Records excerpted from a collection:
——

PR #2283, opened 2023-07-13
Fix cancellation ID existentials in iOS 14

### LINKED ISSUE #2233: DismissEffect does not work on iOS14
### Description

DismissEffect does not work on iOS14.

Nothing happens when I run the code below on iOS14.

```swift
struct CoreReducer: ReducerProtocol {
    @Dependency(\.dismiss) private var dismiss

        switch action {
        ...
            return .fireAndForget {
                // Nothing happens.
                await dismiss()
            }
        }
    }
}
```

### Checklist

### Expected behavior

Screen closes after executing DismissEffect.

### Actual behavior

Screen does not close after executing DismissEffect.

### Steps to reproduce

1. Transition to any screen on iOS14
2. Execute DismissEffect on the transition destination screen

0.54.1

iOS 14.5

### Xcode version information

14.3

```shell
swift-driver version: 1.75.2 Apple Swift version 5.8 (swiftlang-5.8.0.124.2 clang-1403.0.22.11.100)
```

stephencelis:
Fixes #2233.

On iOS 14, `DismissEffect` is broken because effect cancellation uses `AnyHashable` throughout, which can lead to nested `AnyHashable(AnyHashable(...))` IDs, which can hash differently depending on the level of nesting. By preserving the hashable ID up to being stored in the internal cancellation token type, we can avoid a hash lookup failure that prevents a dismissal from happening.

### DIFF
--- a/Sources/ComposableArchitecture/Effects/Cancellation.swift
+++ b/Sources/ComposableArchitecture/Effects/Cancellation.swift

——

## TASK STATEMENT:
Top to bottom, set down the entries above word for word.

## EXERCISE SOLUTION:
PR #2283, opened 2023-07-13
Fix cancellation ID existentials in iOS 14

### LINKED ISSUE #2233: DismissEffect does not work on iOS14
### Description

DismissEffect does not work on iOS14.

Nothing happens when I run the code below on iOS14.

```swift
struct CoreReducer: ReducerProtocol {
    @Dependency(\.dismiss) private var dismiss

        switch action {
        ...
            return .fireAndForget {
                // Nothing happens.
                await dismiss()
            }
        }
    }
}
```

### Checklist

### Expected behavior

Screen closes after executing DismissEffect.

### Actual behavior

Screen does not close after executing DismissEffect.

### Steps to reproduce

1. Transition to any screen on iOS14
2. Execute DismissEffect on the transition destination screen

0.54.1

iOS 14.5

### Xcode version information

14.3

```shell
swift-driver version: 1.75.2 Apple Swift version 5.8 (swiftlang-5.8.0.124.2 clang-1403.0.22.11.100)
```

stephencelis:
Fixes #2233.

On iOS 14, `DismissEffect` is broken because effect cancellation uses `AnyHashable` throughout, which can lead to nested `AnyHashable(AnyHashable(...))` IDs, which can hash differently depending on the level of nesting. By preserving the hashable ID up to being stored in the internal cancellation token type, we can avoid a hash lookup failure that prevents a dismissal from happening.

### DIFF
--- a/Sources/ComposableArchitecture/Effects/Cancellation.swift
+++ b/Sources/ComposableArchitecture/Effects/Cancellation.swift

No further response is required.